BONUS: S – Statute of Frauds: The Statute of Frauds requires certain contracts to be in writing and signed by the party to be charged. Examples include contracts for the sale of land, contracts lasting more than one year, and contracts for the sale of goods over $500.
T – Tender of Performance: Tender of performance occurs when a party offers to perform their obligations under the contract. A valid tender discharges the party's obligations and may entitle them to remedies if the other party refuses to perform.
BONUS: T – Termination Clause: A termination clause specifies conditions under which a contract may be ended. It often includes provisions for notice and defines the consequences of termination.
U – Unilateral Contracts: A unilateral contract is one in which only one party makes a promise, and acceptance occurs through performance. An example is a reward offer: the promisor is bound once the promisee completes the requested act.
BONUS: U – Unconscionability: Unconscionability occurs when a contract is so one-sided that it is unfair to one party. Courts may refuse to enforce unconscionable contracts or modify their terms.
V – Void and Voidable Contracts: A void contract is unenforceable from the beginning and has no legal effect, such as agreements for illegal activities. A voidable contract is valid but can be disaffirmed by one party due to factors like fraud or incapacity.
BONUS: V – Valid Offer: A valid offer must include definite terms, be communicated to the offeree, and demonstrate an intent to be bound upon acceptance.
W –Waiver: A waiver occurs when a party voluntarily relinquishes a known right under the contract. It can be express or implied by conduct.
X – Express Warranty: An express warranty is a seller's promise or affirmation regarding the quality, description, or performance of goods sold. Such warranties are created through statements, descriptions, or samples provided by the seller and become part of the basis of the bargain.
Y – Yielding to Public Policy: Courts may decline to enforce contractual provisions that conflict with public policy.

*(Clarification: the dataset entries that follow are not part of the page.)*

PR #8583, opened 2024-07-24
Malik.7835.dep category column

mzparacha:
## Link to Issue
Closes: https://github.com/hicommonwealth/commonwealth/issues/7835

## Description of Changes
- 

## Test Plan
  - TODO page
  - 

## Deployment Plan

1. 

## Other Considerations

-


packages/commonwealth/server/migrations/20240724130410-migrate-community-category-data-to-community-tags-table.js
```diff
@@ -0,0 +1,71 @@
+'use strict';
+
+/** @type {import('sequelize-cli').Migration} */
+module.exports = {
+  async up(queryInterface, Sequelize) {
+    await queryInterface.sequelize.transaction(async (t) => {
```
Rotorsoft, line 6: can you try to write a single update query here? looping through all communities with promises can be inefficient if the set is large

packages/commonwealth/client/scripts/state/api/communities/editCommunityTags.ts
```diff
@@ -31,9 +29,14 @@ const editCommunityTags = async ({
...
-      // @ts-expect-error StrictNullChecks
-      app.config.chainCategoryMap[community_id] = tags;
+    onSuccess: ({ CommunityTags = [], community_id }) => {
+      const community = app.config.chains.getById(community_id);
+      if (community) community.updateTags(CommunityTags);
+
+      // reset active communities cache
+      const key = [ApiEndpoints.FETCH_ACTIVE_COMMUNITIES];
+      queryClient.cancelQueries(key).catch(console.error);
+      queryClient.refetchQueries(key).catch(console.error);
```
masvelio, line 39: just want to confirm that this means that if I edit community tag, then the whole list of 300 communities have to be refetched? If that's the case, maybe we should just modify the cache with those tags?

masvelio (approved):
have one question, apart from that, FE work looks good to me

Israellund (approved):

packages/commonwealth/client/scripts/state/api/communities/editCommunityTags.ts
mzparacha: done

packages/commonwealth/server/migrations/20240724130410-migrate-community-category-data-to-community-tags-table.js
mzparacha: Thank @Rotorsoft, updated the migration. Plz re-approve PR if the changes work.

Rotorsoft: you can probably optimize this a little bit more by using a CTE to find all communities with those two tags first and avoid the subqueries, but probably not a big deal given the number of communities we have in prod... approving 👍

Rotorsoft (approved):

For example, contracts that restrict competition unreasonably or involve illegal activities are unenforceable.
BONUS: Y – Yearly Contracts: Contracts that cannot be performed within one year from their formation fall under the Statute of Frauds and must be in writing to be enforceable.
Z – Zealous Representation: In legal practice, contracts often involve clauses requiring parties to act in good faith and represent their interests zealously without engaging in bad faith or unethical conduct.